> **ACTIVITY**
Copy each line of the records below that mentions the word "PackageLoader".

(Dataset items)
* * * * *

PR #10493, opened 2020-03-23
[DYN-1815] Dynamo package install invalid package (sad path) error and crash

reddyashish:
### Purpose

This PR adds a fix to the package manager crash after an invalid package is downloaded. If the pkg is null, we simply do not want to add it to the LocalPackages collection. 

package manager fix

The "autodesk steel connections 2020 test 4" package has an additional parent folder steel-pkg and it looks for the pkg.json file in a different location. An error message is shown in the console after the package is downloaded notifying the user that it is an invalid package. 

Screen Shot 2020-03-24 at 8 46 35 AM

When the user tries to access the manage package window, the crash is avoided and we do not show this package as the installed package because of the invalid package structure.  
When Dynamo is restarted again, it shows a notification that this package was not loaded due to the above error. 

### Declarations

### Reviewers


QilongTang:
Would we be able to somehow unit test this?

mjkkirschner:
@reddyashish couldn't the unit test simply be adding this malformed package to the repo, and attempting to load it during a test and asserting non exception is thrown/no crash?

reddyashish:
@mjkkirschner Yes, I am checking if we can catch the exception and assert it.

src/DynamoCoreWpf/ViewModels/PackageManager/PackageManagerClientViewModel.cs
```diff
@@ -724,9 +723,16 @@ internal void DownloadAndInstall(PackageDownloadHandle packageDownloadHandle, st
                         {
                             var p = Package.FromDirectory(dynPkg.RootDirectory, DynamoViewModel.Model.Logger);
 
-                            pmExtension.PackageLoader.LoadPackages(new List<Package> {p});
-
-                            packageDownloadHandle.DownloadState = PackageDownloadHandle.State.Installed;
+                            if (p != null)
+                            {
+                                pmExtension.PackageLoader.LoadPackages(new List<Package> { p });
```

* * * * *

> **ANSWER TO THIS TASK**
-                            pmExtension.PackageLoader.LoadPackages(new List<Package> {p});
+                                pmExtension.PackageLoader.LoadPackages(new List<Package> { p });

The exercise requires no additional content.